2) ECS --> Fallan aleatoriamente no importa el modelo que sea. Armé unas decenas (Nunca mas)
3) PcChips (Actual ECS)--> Francamente, esta marca era por berreta, baja calidad, pero muy poco RMA(casi nada), armé mas de 2500.
4) Asrock --> Nunca me volvio una y arme MUCHAS, solo son de baja calidad pero andan MUY decentemente. armé unos cientos
5) MSI--> abandoné la marca por el soporte, en terminos generales andan, pero en modelos avanzados, groseras fallas. Armé unos cuantos cientos de maquinas.

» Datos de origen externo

PR #1695, opened 2019-09-17
resolves #1533 update zstream repeat

### LINKED ISSUE #1533: Align ZStream#repeat with the other schedule combinators
The signatures should be:
```scala
final def repeatWith[R1 <: R, E1 >: E, B, C](schedule: ZSchedule[R1, Unit, B])(f: A => C, g: B => C): ZStream[R1 with Clock, E1, C]
final def repeatEither[R1 <: R, E1 >: E, B](schedule: ZSchedule[R1, Any, B]): ZStream[R1 with Clock, E1, Either[B,  A]] = repeatWith(schedule)(Left(_), Right(_))
final def repeat[R1 <: R, E1 >: E, B, C](schedule: ZSchedule[R1, Any, B]): ZStream[R1 with Clock, E1, A] = repeatEither(schedule) collect { case Right(a) => a }
```

The semantics should be as follows: when the stream ends, run the schedule. If the schedule wants to continue, apply the delay and repeat the stream. If the schedule wants to stop, end the stream.

mschuwalow:
One thing I'm not quite sure about is how we want to handle emitting schedule output.
Behavior in this pr is that the output will be emitted at the beginning of each repetition but not at
the end when the schedule decides to stop.
So:
```scala
      Stream(1)
        .repeatEither(Schedule.recurs(4))
        .run(Sink.collectAll[Either[Int, Int]])
        .map(_ must_=== List(Right(1), Left(1), Right(1), Left(2), Right(1), Left(3), Right(1), Left(4), Right(1)))
``` 

cc @iravid

### DIFF
--- a/streams-tests/jvm/src/test/scala/zio/stream/StreamSpec.scala
+++ b/streams-tests/jvm/src/test/scala/zio/stream/StreamSpec.scala
@@ -1471,7 +1471,7 @@ class ZStreamSpec(implicit ee: org.specs2.concurrent.ExecutionEnv) extends TestR
       Stream(1)
         .repeatEither(Schedule.recurs(4))
         .run(Sink.collectAll[Either[Int, Int]])
-        .map(_ must_=== List(Right(1), Right(1), Left(1), Right(1), Left(2), Right(1), Left(3), Right(1), Left(4)))
+        .map(_ must_=== List(Right(1), Left(1), Right(1), Left(2), Right(1), Left(3), Right(1), Left(4), Right(1)))
     )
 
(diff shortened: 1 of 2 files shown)


iravid:
Hey @mschuwalow, the changes look good, but could you adjust them so the schedule's output is  emitted at the end of each repetition, including the last one?

mschuwalow:
@iravid 
Sure. I wasn't quite sure how the semantics should be.
Is this what you had in mind?

iravid:
Oh yeah, sorry about that, I should have wrote that in the ticket :-) Thanks, this looks good!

De las buenas... uff.. es para polemicas y es muy discutible el porque de buenas.

1) Tyan
2) Abit (R.I.P.)
3) Asus (no todas, pero la mayoria de sus modelos son buenos y otros simplemente geniales)
4) Epox (R.I.P.)
5) Gigabyte (antes eran buenisimas, ahora son del monton)
6) Intel son muy buenas, pero cero flexibilidad si la queres toquetear un poco.

.-


----------



## Ratmayor (Ago 20, 2011)

Las ASRock actuales estan viniendo regulares... No han dado fallas, son las que tenemos aqui en la tienda  (Ojo no estoy haciendo publicidad ¬¬). 

Entre las tarjetas madre de buena marca, hay un par que aunque no son muy conocidas son excelentes.

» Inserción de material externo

PR #1703, opened 2019-09-18
Fixed #1702 - Add hasSameElements assertion

### LINKED ISSUE #1702: Add containsTheSameElements assertion

jaliss:


test/shared/src/test/scala/zio/test/AssertionSpec.scala
```diff
@@ -305,6 +305,14 @@ object AssertionSpec {
     testFailure(
       assert(Seq(), isNonEmpty),
       message = "isNonEmpty must fail when the traversable is empty"
+    ),
+    testSuccess(
```
NeQuissimus: Could you add a test that actually has the elements in a different order?

test/shared/src/main/scala/zio/test/Assertion.scala
```diff
@@ -213,6 +213,11 @@ object Assertion {
   final def containsString(element: String): Assertion[String] =
     Assertion.assertion("containsString")(param(element))(_.contains(element))
 
+  final def containsTheSameElements[A](other: Iterable[A]): Assertion[Iterable[A]] =
```
adamgfraser: I think we need to do a little more here because we want to make sure that in addition to having all the same elements we have the same number of each element. For example, right now `List(1, 1, 2, 3)` would be counted as containing the same elements as `List(1, 2, 3, 3)`.

test/shared/src/main/scala/zio/test/Assertion.scala
```diff
@@ -213,6 +213,11 @@ object Assertion {
...
+    Assertion.assertion("containsTheSameElements")(param(other)) { actual =>
+      actual.size == other.size && actual.toSet.diff(other.toSet).isEmpty
```
adamgfraser: It would be nice to figure out a way to get this assertion to report some more information about which elements are different between the two collections. You could try using `AssertionRec` and having a sub-assertion that the difference is empty. May take a little playing around to be sure we get good error reporting for different combinations of the two collections.

test/shared/src/main/scala/zio/test/Assertion.scala
jaliss: The latest change will make the assertion fail for this case.

test/shared/src/main/scala/zio/test/Assertion.scala
jaliss: Sounds good, let me see how `AssertionRec` that works.

test/shared/src/main/scala/zio/test/Assertion.scala
```diff
@@ -213,6 +213,23 @@ object Assertion {
   final def containsString(element: String): Assertion[String] =
     Assertion.assertion("containsString")(param(element))(_.contains(element))
 
+  final def containsTheSameElements[A](other: Iterable[A]): Assertion[Iterable[A]] = {
```
adamgfraser: Could we just do `actual.diff(other).isEmpty && other.diff(actual).isEmpty`? That might fit well with how we want to report the cause of the assertion failure too.

test/shared/src/test/scala/zio/test/AssertionSpec.scala
```diff
@@ -305,6 +305,26 @@ object AssertionSpec {
...
+    ),
+    testFailure(
+      assert(Seq(1, 2, 3, 4), containsTheSameElements(Seq(1, 2, 3))),
+      message = "containsTheSameElements must fail when the iterables do not contain the same elements"
+    ),
+    testSuccess(
+      assert(Seq(4, 3, 1, 2), containsTheSameElements(Seq(1, 2, 3, 4))),
+      message = "containsTheSameElements must succeed when both iterables contain the same elements in different order"
+    ),
+    testFailure(
```
adamgfraser: Nice.

test/shared/src/main/scala/zio/test/Assertion.scala
adamgfraser: What do you think about calling this just `sameElements`? It is shorter and what @ghostdogpr originally suggested. Downside is it is the same as the collection method `sameElements` which checks the elements in order.

jaliss: My understanding is that assertion names should be verbs, that's why I used this. Eg: in a previous PR I had `nonEmpty` and we changed it to `isNonEmpty`.   Maybe rename it to `hasSameElements`?

test/shared/src/main/scala/zio/test/Assertion.scala
```diff
@@ -216,7 +216,7 @@ object Assertion {
   final def containsTheSameElements[A](other: Iterable[A]): Assertion[Iterable[A]] =
     Assertion.assertion("containsTheSameElements")(param(other)) { actual =>
       val actualSeq = actual.toSeq
-      val otherSeq = other.toSeq
+      val otherSeq  = other.toSeq
       actualSeq.diff(otherSeq).isEmpty && otherSeq.diff(actualSeq).isEmpty
```
adamgfraser: This definitely takes care of the assertion being accurate. What do you think about reporting? Right now if the assertion fails we are going to get something like:

```scala
List(1, 1, 2, 3) did not satisfy sameElements(List(1, 2, 3, 3))
```

In this case it is pretty obvious what the difference is but it could be harder to tell if the list is longer. I think if we made the two checks for the lists being empty into assertions themselves we could get something more like:

```scala
List(1, 1, 2, 3) did not satisfy sameElements(List(1, 2, 3, 3))
(List(1) did not satisfy isEmpty) && (List(3) did not satisfy isEmpty)
```

It isn't perfect because we're not exactly explaining to you what those sub-assertions are but we could put in some documentation about that. What do you think?

test/shared/src/main/scala/zio/test/Assertion.scala
adamgfraser: Yeah, that is definitely true though we have some exceptions like `forall`. I'm fine with `hasSameElements` unless anyone else has other ideas.

ghostdogpr: +1 for `hasSameElements`

adamgfraser: Alright. Well that is settled. 😃

test/shared/src/main/scala/zio/test/Assertion.scala
jaliss: +1 ... let's do as you suggest.

test/shared/src/main/scala/zio/test/Assertion.scala
```diff
@@ -213,6 +213,14 @@ object Assertion {
   final def containsString(element: String): Assertion[String] =
     Assertion.assertion("containsString")(param(element))(_.contains(element))
 
+  final def hasSameElements[A](other: Iterable[A]): Assertion[Iterable[A]] =
+    Assertion.assertionRec[Iterable[A]]("hasSameElements")(param(other)) { (_, actual) =>
+      val actualSeq = actual.toSeq
+      val otherSeq  = other.toSeq
+
+      isEmpty(actualSeq.diff(otherSeq)) && isEmpty(otherSeq.diff(actualSeq))
```
adamgfraser: Looks great. Can we get a test that the string representation of running the assertion looks like we expect? Then we will be good to go!

adamgfraser:
Looking at this a bit more, I don't think we have quite the right infrastructure in place yet to report the differences between the two collections cleanly. So I would suggest we go back to the previous version where we just did `self.diff(other).isEmpty && other.diff(self).isEmpty`, add a little Scaladoc and alphabetize with the new name, and then we can get this merged.

jaliss:
@adamgfraser I agree. Once we have infrastructure to provide better reporting we can review this again.

test/shared/src/main/scala/zio/test/Assertion.scala
```diff
@@ -300,6 +300,18 @@ object Assertion {
       assertion(proj(actual))
     }
 
+  /**
+   * Makes a new assertion that requires an Iterable to have the same elements
+   * than the specified Iterable.
```
adamgfraser: Minor typo ("than"). Maybe clarify that elements don't necessarily have to be in the same order? Then ready to go!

1) Supermicro (El unico defecto es el precio).
2) IWill (Son como momias de egipto, debes escarbar para encontrarlas, pero luego que las encuentras, cuestan una fortuna).


----------



## Imzas (Ago 20, 2011)

Con las Msi, nunca tuve problemas con esa marca, con Asrock he armado unos cuantos, no tantos como ustedes, y cero problema , las ECS me salieron malitas.


----------



## malto (Ago 20, 2011)

El asunto viene, creo, en el uso que se le quiera dar a la motherboard.

No digo que sea buena,ni estupendamente mala, pero mi PcChips desde hace varios años no me da ningún problema.

Claro que adicioné tarjeta de video y sonido, porque las que trae integradas no dan.

Para navegar, uno que otro jueguito y trabajos caseros me va bien.

Saludos


----------



## Tacatomon (Ago 22, 2011)

Foxconn:Mala
Buenas, cualquiera menos Foxconn


----------



## Yoangel Lazaro (Ago 22, 2011)

Solo digo que, tengo una PC con Tarjeta Madre Foxconn desde hace 5 años, de los cuales tiene 3 años encendida (no la apago, excepto para reiniciar o corte eléctrico domiciliario) y hasta hoy anda sin ningún problema.


----------



## Tacatomon (Ago 22, 2011)

Yoangel Lazaro dijo:


> Solo digo que, tengo una PC con Tarjeta Madre Foxconn desde hace 5 años, de los cuales tiene 3 años encendida (no la apago, excepto para reiniciar o corte eléctrico domiciliario) y hasta hoy anda sin ningún problema.



Tienes una tarjeta madre excepcional. Aclaremos que no a todos les llueve sobre mojado. Ejemplo de esto es el compañero Yoangel. En mi no tan basta experiencia, Foxconn nomás No 

PS: Yo uso una MSI que era de un Desktop de oficina, va para unos 4 Años. Cuando otras del mismo modelo se han quedado en el camino.


----------



## Ratmayor (Ago 23, 2011)

Yoangel Lazaro dijo:


> Solo digo que, tengo una PC con Tarjeta Madre Foxconn desde hace 5 años, de los cuales tiene 3 años encendida (no la apago, excepto para reiniciar o corte eléctrico domiciliario) y hasta hoy anda sin ningún problema.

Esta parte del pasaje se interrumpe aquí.